И с интеллектуальной, и с культурной точки зрения противостояние арминианцев и гомаристов зашло в тупик, из которого, начиная с 1630-х годов, одинаково искали выход и поэзия, и историческая проза, и теология, и гуманитарные науки. Воций с большой осторожностью продолжал свои исследования. В целом в проблемах голландского гуманизма акцент сместился в 1620-х годах в сторону поиска более детального понимания специфического исторического, лингвистического и религиозного контекста Священного Писания и раннего христианства, при этом избегая прежних спорных вопросов.
Новая восприимчивость, возврат к рассудительности Липсия, Друсиуса и Скалигера, появились на обеих сторонах теологического конфликта. В 1627 году гугенотский профессор Луи Дедье — одна из ортодоксальных замен, произведенных в Лейдене в 1619 году — опубликовал свою сирийскую версию и латинский перевод Откровения Иоанна Богослова, основанные на рукописи, найденной Хейнсием среди бумаг Скалигера, при этом он не оставил никаких спорных комментариев. Затем Дедье опубликовал в трех томах (1631, 1634 и 1646 гг.) свою работу Animadversiones, основанную на Новом Завете, где он опять обошел стороной все потенциально спорные теологические вопросы и разъяснял непонятные моменты исключительно по методу Скалигера, сравнивая древние версии с родственными текстами на иврите, сирийском, арабском, эфиопском и греческом языках. Аналогично, главным вкладом Хейнсия после 1618 года стала его работа Exercitationes (1639 г.), также основанная на Новом Завете, где он также обошел стороной вопросы доктрины, рассуждая исключительно в рамках филологии и истории и тщательно маскируя критику официального голландского перевода Евангелия в официальной Библии.

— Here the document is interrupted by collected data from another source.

PR #9653, opened 2025-02-20
make function calls cached session-wide

sipsma:
Giving https://github.com/dagger/dagger/pull/9621 another try. I [ended up reverting it for v0.16.1](https://github.com/dagger/dagger/pull/9634#issuecomment-2670392727) because, for some reason, sdk dev tests on main started consistently failing due to a problem with it seemingly out of nowhere. The problem had to do with `.(Enumerable)` assertions not working, which should have been caught much earlier in the original PR itself, but wasn't somehow.

Either way, this makes some adjustments to the original PR to do the unwrapping a bit earlier and avoid all the type assertions.

@vito RE: conversation in discord about this, found how to get it work now. Basically just replaced the `GetOrInitializeOnHit` (which appears to have been unused atm) with a variant `GetOrInitializeWithPostCall`. That way we can move the unwrapping inside a bit but still ensure it always runs even on cache hits.

---

Original PR commit msg:

Recently, function calls were "upgraded" from being tainted (i.e. never cached) to cached-per-client in terms of dagql caching. This helped fixed a problem with duplicated telemetry.

However, we currently have two layers of caching between dagql and buildkit and this cache-per-client logic inadvertently ended up also applying to the buildkit cache key, which increased the amount of cache invalidation there.

This surprisingly didn't have a super noticeable effect on performance at least as far as our tests that always run go.

However, the benchmark tests Connor added did end up hitting this, specifically in BenchmarkLotsOfDeps, which creates a complicated DAG of function calls that, if not cached correctly, will have O(n^2) performance (in memory and time).

The fix here changes function calls to be cached in dagql session-wide and restores the previous buildkit cache key so that we get consistent session-wide cache hits there again too.

There is some complication from secrets, sockets and other client-specific resources though. They need to transfer from return values of function calls to the calling client whether or not the client hit the cache.

To handle that problem, this change adds support for a "post call" callback that, if set, dagql will always execute on results whether or not they were retrieved from cache or an actual execution.

The implementation is admittedly pretty kludgy and ugly right now, but I think we should go with it for now to fix this problem. We are about to embark on quite a bit of work around dagql caching so hopefully we can find a cleaner way of implementing post calls (or some equivalent replacement) at that time.

### DIFF
--- a/core/modfunc.go
+++ b/core/modfunc.go
@@ -7,6 +7,7 @@ import (
 	"fmt"
 	"path/filepath"
 	"strings"
+	"sync"
 
 	bkgw "github.com/moby/buildkit/frontend/gateway/client"
 	"github.com/moby/buildkit/identity"
@@ -22,6 +23,7 @@ import (
 
 	"github.com/dagger/dagger/analytics"
 	"github.com/dagger/dagger/dagql"
+	"github.com/dagger/dagger/engine"
 	"github.com/dagger/dagger/engine/buildkit"
 	"github.com/dagger/dagger/engine/server/resource"
 	"github.com/dagger/dagger/engine/slog"
@@ -213,7 +215,7 @@ func (fn *ModuleFunction) setCallInputs(ctx context.Context, opts *CallOpts) ([]
 	return callInputs, nil
 }
 
-func (fn *ModuleFunction) Call(ctx context.Context, opts *CallOpts) (t dagql.Typed, rerr error) { //nolint: gocyclo
+func (fn *ModuleFunction) Call(ctx context.Context, opts *CallOpts) (t *dagql.PostCallTyped, rerr error) { //nolint: gocyclo
 	mod := fn.mod
 
 	lg := bklog.G(ctx).WithField("module", mod.Name()).WithField("function", fn.metadata.Name)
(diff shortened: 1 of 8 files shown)


core/modfunc.go
```diff
@@ -389,18 +391,34 @@ func (fn *ModuleFunction) Call(ctx context.Context, opts *CallOpts) (t dagql.Typ
...
+				return fmt.Errorf("failed to get client metadata: %w", err)
+			}
+			if _, alreadyRan := callerClientMemo.LoadOrStore(clientMetadata.ClientID, struct{}{}); alreadyRan {
+				return nil
+			}
+
+			for _, id := range returnedIDs {
+				if err := fn.root.AddClientResourcesFromID(ctx, id, clientID, false); err != nil {
+					return fmt.Errorf("failed to add client resources from ID: %w", err)
+				}
```
jedevc, line 417: question: does this also affect the changes in https://github.com/dagger/dagger/pull/9697?

For example, can `LoadContext` also end up being cached in some cases where we'd need to do a similar transfer?

jedevc (approved):
One question, but LGTM! :tada:

core/modfunc.go
sipsma: Good question but as far as I can think, it shouldn't matter. The changes in this PR ensure that the caller always loads secrets in *return* values whether or not the call itself was cached. So then the scenarios are:
1. Call is not cached: the secrets needed for the contextual args will be loaded since it's gonna execute
2. Call *is* cached: contextual args aren't needed at all since the call is cached. If any of the secrets referenced by the contextual args end up referenced in the return value, then the secrets will be transferred.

Надо сказать, что осмотрительность Хейнсия не уберегла его работу от яростных атак Воция, Гроция и его нового лейденского коллеги, гугенотского преподавателя Клода Сальмасия. Но их острая язвительность исходила скорее из личной, нежели религиозной, враждебности, хотя на кону стояли и некоторые филологические вопросы. В ставшей легендарной академической вражде Сальмасий утверждал, что Новый Завет был написан на классическом греческом языке эллинистической эры, с пренебрежением относясь к мнению Хейнсия, что это был иудейский греческий, смешанный с конструкциями из иврита и других ближневосточных языков. Воций, обвинявший Хейнсия в тайном присвоении неопубликованных записей Скалигера, яро поддерживал Сальмасия.
Тем временем Гроций улучшал свое толкование библейских текстов, а его главной работой в этой сфере стала Annotationes на основе Ветхого и Нового Завета, появившаяся, опять же, в 1630-х годах. Записки Гроция о Новом Завете (1641 г.) несомненно, превзошли и Дедье, и Хейнсия по глубине, эрудиции и оригинальности. Но и здесь можно найти то же стремление разъяснить сложности и непонятные моменты Священного Писания с использованием филологических методов, избегая вопросы догмы и рассматривая тексты почти так же, как работы классической античности.